▶ [Task] Return the lines beginning at the one that contains "- Error matches second session" and continuing to the end of the entries, including both ends, exactly as written and nothing else.

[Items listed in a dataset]
PR #1254, opened 2021-01-21
test(react-native-cli): Source map upload for RN now defaults to overwrite=true

bengourley:
`@bugsnag/source-maps` v2 now defaults to `overwrite=true` for RN uploads.

The RN CLI tests in this repo grab the latest source maps CLI and have an assertion against the overwrite value in the upload, so tests are incorrect and failing from this point on.

This updates the assertion in the tests and gets CI passing again.


twometresteve (approved):
LGTM

twometresteve:
About to force merge as the build succeeded and the status checks just got confused.  I branched off of this and pushed immediately before cancelling elements of the build I was not interested in - this caused a "fail" status to be sent from Buildkite for the same commit id.

PR #1256, opened 2021-01-21
Add mixed stacktrace support for Android

bengourley:
This PR incorporates updates to the Android notifier which are not yet published. The current head of the [`integration/capture-ndk-stack-traces-for-anrs`](https://github.com/bugsnag/bugsnag-android/pull/1003) branch has been vendored in, but this includes other unrelated changes. Before release this will need to be updated to a released version of the Android notifier.

https://github.com/bugsnag/bugsnag-js/pull/1256/commits/3adc2a12af04ec21cae380c96c5d78bd4c8fb80b is unrelated to the changeset but was required to get the notifier built for running the tests locally.

This just needed a small tweak to the Kotlin code in this codebase, and the tests reworked from the previous implementation.


test/react-native/features/native-stack.feature
```diff
@@ -1,66 +1,66 @@
...
+  And the payload field "events.0.exceptions.0.stacktrace.2.method" equals one of:
+    | com.reactnative.module.BugsnagModule.runScenario |
+    | runScenario |
 
-#   # PLAT-5117 addresses float serialization
-#   And the payload field "events.0.exceptions.1.stacktrace.0.lineNumber" equals 1
-#   And the payload field "events.0.exceptions.1.stacktrace.1.lineNumber" equals 1
-#   And the payload field "events.0.exceptions.1.stacktrace.2.lineNumber" equals 2
+  # the javascript part follows
+  And the payload field "events.0.exceptions.0.stacktrace.10.columnNumber" is not null
```
fractalwrench, line 28: This seems to fail on RN 0.63 as there are 13 native stackframes. Changing the frame index to 14 might work in the short term, or it might be possible to create some step that looks at the last frame in a stacktrace?

fractalwrench (approved):
LGTM barring one minor tweak to the E2E test assertions

test/react-native/features/native-stack.feature
bengourley: Ahh that's frustrating! The last two stackframes don't have much info so I think I'll bump this to the 14th item as you suggest.

PR #1278, opened 2021-02-02
Tests: Update react-native e2e tests to use maze-runner v4

Cawllec:
## Goal

Allows the maze-runner tests to use new v4 features, including endpoint separation and other improvements in most recent release.

Running the tests locally haven't changed, and the documentation remains the same.


test/react-native/features/override_unhandled.feature
```diff
@@ -2,9 +2,10 @@ Feature: Overriding unhandled state
 
 Scenario: Non-fatal error overridden to unhandled
     When I run "HandledOverrideJsErrorScenario"
-    Then I wait to receive 2 requests
-    And I discard the oldest request
-    And the exception "message" equals "HandledOverrideJsErrorScenario"
+    Then I wait to receive an error
+    And I wait to receive a session
```
twometresteve, line 6: Is it important to these two scenarios that a session is received - it was simply discarded before, presumably because it was just the first out and needed to be got past.  I suspect we can simply remove the steps to receive a Session here.

test/react-native/features/session.feature
```diff
@@ -25,142 +25,143 @@ Scenario: Automatic sessions disabled
...
+  And I discard the oldest error
 
-  And the payload has a valid sessions array
-  And the payload field "sessions.0.id" does not equal the stored value "initial_session_id"
-  And the payload field "sessions.0.id" is stored as the value "second_session_id"
-
-  And I discard the oldest request
+  And the session payload has a valid sessions array
+  And the session payload field "sessions.0.id" does not equal the stored value "initial_session_id"
+  And the session payload field "sessions.0.id" is stored as the value "second_session_id"
```
twometresteve, line 72: I think it would be cleaner to move these expectations on the second session to immediately follow the first. Then we're checking all sessions, then checking all errors - without saying anything about the order that we might expect between them.

test/react-native/features/session.feature
```diff
@@ -25,142 +25,143 @@ Scenario: Automatic sessions disabled
...
   And the exception "errorClass" equals "Error"
   And the exception "message" equals "SessionJsControlledManualJsScenarioC"
   And the event "unhandled" is false
   And the event "session" is not null
-  And the payload field "events.0.session.id" equals the stored value "initial_session_id"
+  And the error payload field "events.0.session.id" equals the stored value "initial_session_id"
   And the event "session.events.handled" equals 2
 
-  And I discard the oldest request
+  And I discard the oldest error
```
twometresteve, line 68: This can be removed.

test/react-native/features/session.feature
```diff
@@ -25,142 +25,143 @@ Scenario: Automatic sessions disabled
...
-
-  And the payload has a valid sessions array
-  And the payload field "sessions.0.id" does not equal the stored value "initial_session_id"
-  And the payload field "sessions.0.id" is stored as the value "second_session_id"
+  And I discard the oldest error
 
-  And I discard the oldest request
+  And the session payload has a valid sessions array
+  And the session payload field "sessions.0.id" does not equal the stored value "initial_session_id"
+  And the session payload field "sessions.0.id" is stored as the value "second_session_id"
```
twometresteve, line 128: Same here, move the session checks up and remove line 124.

test/react-native/features/session.feature
```diff
@@ -169,30 +170,28 @@ Scenario: Manual Native sessions (JS Controls)
...
```
twometresteve, line 188: Same

twometresteve (approved):
Looks good - just made a few suggestions for little improvements.

bengourley (approved):

test/react-native/features/override_unhandled.feature
Cawllec: I think it's reasonable to expect it, as we're verifying the session elements in the error payload and if that request _isn't_ received it's indicative that those elements won't be present because the session wasn't delivered.

test/react-native/features/session.feature
Cawllec: I did that initially, but thought it would be more readable to follow the order in which sessions/errors were delivered:
- First session received
- Error matches first session
- Error matches no session (session is paused)
- Error matches first session (session is resumed)
- Second session received
- Error matches second session

twometresteve: Yeah, that's fair - I take the point that there is a logical ordering there and it's not about the order in which requests are received as such.

test/react-native/features/session.feature
twometresteve: Self-resolved based on previous comment.

test/react-native/features/session.feature
twometresteve: Self-resolved based on previous comment.

test/react-native/features/session.feature
Cawllec: I've added some comments to make this ordering clearer

PR #1279, opened 2021-02-02
Use separate branch for RN promise rejection stacktraces

fractalwrench:
## Goal

Updates the RN mixed stacktrace integration branch to use an Android dep generated from this branch: https://github.com/bugsnag/bugsnag-android/pull/1103


packages/react-native/update-android.sh
```diff
@@ -14,7 +14,7 @@ echo "Clearing local maven repo"
 rm -rf $MAVEN_REPO_DIR
 
 echo "Building local copy of bugsnag-android $AMENDED_VERSION"
-./$ANDROID_REPO_DIR/gradlew -p $ANDROID_REPO_DIR assembleRelease publishToMavenLocal -PVERSION_NAME=$AMENDED_VERSION
+./$ANDROID_REPO_DIR/gradlew -p $ANDROID_REPO_DIR clean assembleRelease publishToMavenLocal -PVERSION_NAME=$AMENDED_VERSION
```
bengourley, line 17: Does this fix the vendoring issue you were having?

bengourley (approved):

packages/react-native/update-android.sh
fractalwrench: Yep - this should prevent the vendoring issue by ensuring that the build cache isn't used.

PR #1281, opened 2021-02-03
deps(react-native): Update bugsnag-cocoa to v6.6.1

nickdowell:


nickdowell:
Branch name containing `.` appears to be causing the build script to fail 🤨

▶ [Task result]
- Error matches second session

twometresteve: Yeah, that's fair - I take the point that there is a logical ordering there and it's not about the order in which requests are received as such.

test/react-native/features/session.feature
twometresteve: Self-resolved based on previous comment.

test/react-native/features/session.feature
twometresteve: Self-resolved based on previous comment.

test/react-native/features/session.feature
Cawllec: I've added some comments to make this ordering clearer

PR #1279, opened 2021-02-02
Use separate branch for RN promise rejection stacktraces

fractalwrench:
## Goal

Updates the RN mixed stacktrace integration branch to use an Android dep generated from this branch: https://github.com/bugsnag/bugsnag-android/pull/1103


packages/react-native/update-android.sh
```diff
@@ -14,7 +14,7 @@ echo "Clearing local maven repo"
 rm -rf $MAVEN_REPO_DIR
 
 echo "Building local copy of bugsnag-android $AMENDED_VERSION"
-./$ANDROID_REPO_DIR/gradlew -p $ANDROID_REPO_DIR assembleRelease publishToMavenLocal -PVERSION_NAME=$AMENDED_VERSION
+./$ANDROID_REPO_DIR/gradlew -p $ANDROID_REPO_DIR clean assembleRelease publishToMavenLocal -PVERSION_NAME=$AMENDED_VERSION
```
bengourley, line 17: Does this fix the vendoring issue you were having?

bengourley (approved):

packages/react-native/update-android.sh
fractalwrench: Yep - this should prevent the vendoring issue by ensuring that the build cache isn't used.

PR #1281, opened 2021-02-03
deps(react-native): Update bugsnag-cocoa to v6.6.1

nickdowell:


nickdowell:
Branch name containing `.` appears to be causing the build script to fail 🤨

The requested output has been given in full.